Task input -
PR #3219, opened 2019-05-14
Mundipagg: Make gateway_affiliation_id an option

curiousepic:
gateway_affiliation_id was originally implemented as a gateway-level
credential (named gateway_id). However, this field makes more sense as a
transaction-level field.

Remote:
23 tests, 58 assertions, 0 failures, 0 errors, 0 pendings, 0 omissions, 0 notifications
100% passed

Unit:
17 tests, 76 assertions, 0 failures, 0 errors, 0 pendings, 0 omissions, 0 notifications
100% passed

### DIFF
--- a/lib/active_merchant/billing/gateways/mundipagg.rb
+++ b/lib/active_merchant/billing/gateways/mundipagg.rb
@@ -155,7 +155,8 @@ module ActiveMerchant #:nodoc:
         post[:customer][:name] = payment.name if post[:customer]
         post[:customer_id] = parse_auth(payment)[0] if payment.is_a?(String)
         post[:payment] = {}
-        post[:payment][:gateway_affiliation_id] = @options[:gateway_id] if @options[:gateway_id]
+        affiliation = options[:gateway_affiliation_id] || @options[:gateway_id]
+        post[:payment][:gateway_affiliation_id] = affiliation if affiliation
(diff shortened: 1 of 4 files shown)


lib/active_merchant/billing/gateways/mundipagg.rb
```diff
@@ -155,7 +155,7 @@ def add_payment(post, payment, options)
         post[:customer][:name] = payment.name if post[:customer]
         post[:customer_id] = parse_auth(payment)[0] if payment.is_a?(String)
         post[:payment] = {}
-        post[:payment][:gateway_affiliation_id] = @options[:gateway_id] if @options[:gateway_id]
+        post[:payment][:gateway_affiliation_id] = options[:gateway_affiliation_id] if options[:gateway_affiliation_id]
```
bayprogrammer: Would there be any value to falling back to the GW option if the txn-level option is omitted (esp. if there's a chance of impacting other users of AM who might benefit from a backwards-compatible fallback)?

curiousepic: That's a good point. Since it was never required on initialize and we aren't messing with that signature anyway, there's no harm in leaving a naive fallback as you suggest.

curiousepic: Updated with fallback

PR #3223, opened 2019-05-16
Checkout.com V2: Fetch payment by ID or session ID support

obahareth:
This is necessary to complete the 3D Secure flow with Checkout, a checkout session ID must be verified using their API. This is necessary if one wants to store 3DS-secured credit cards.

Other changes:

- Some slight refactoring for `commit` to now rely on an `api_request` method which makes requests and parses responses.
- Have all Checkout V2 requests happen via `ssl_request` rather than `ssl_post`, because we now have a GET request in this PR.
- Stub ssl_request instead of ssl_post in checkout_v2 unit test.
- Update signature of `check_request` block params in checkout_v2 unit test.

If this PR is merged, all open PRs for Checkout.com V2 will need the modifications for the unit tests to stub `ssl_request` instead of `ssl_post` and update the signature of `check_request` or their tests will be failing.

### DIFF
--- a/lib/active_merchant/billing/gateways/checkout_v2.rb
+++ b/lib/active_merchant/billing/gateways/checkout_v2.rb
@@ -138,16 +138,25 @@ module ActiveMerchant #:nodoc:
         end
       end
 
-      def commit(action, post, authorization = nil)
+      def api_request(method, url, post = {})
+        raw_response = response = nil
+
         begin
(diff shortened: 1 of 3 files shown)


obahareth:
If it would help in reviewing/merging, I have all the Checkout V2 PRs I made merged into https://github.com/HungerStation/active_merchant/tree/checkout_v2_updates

Task item - Would you please return all lines of the data that include the word "pendings"?

Answer -
23 tests, 58 assertions, 0 failures, 0 errors, 0 pendings, 0 omissions, 0 notifications
17 tests, 76 assertions, 0 failures, 0 errors, 0 pendings, 0 omissions, 0 notifications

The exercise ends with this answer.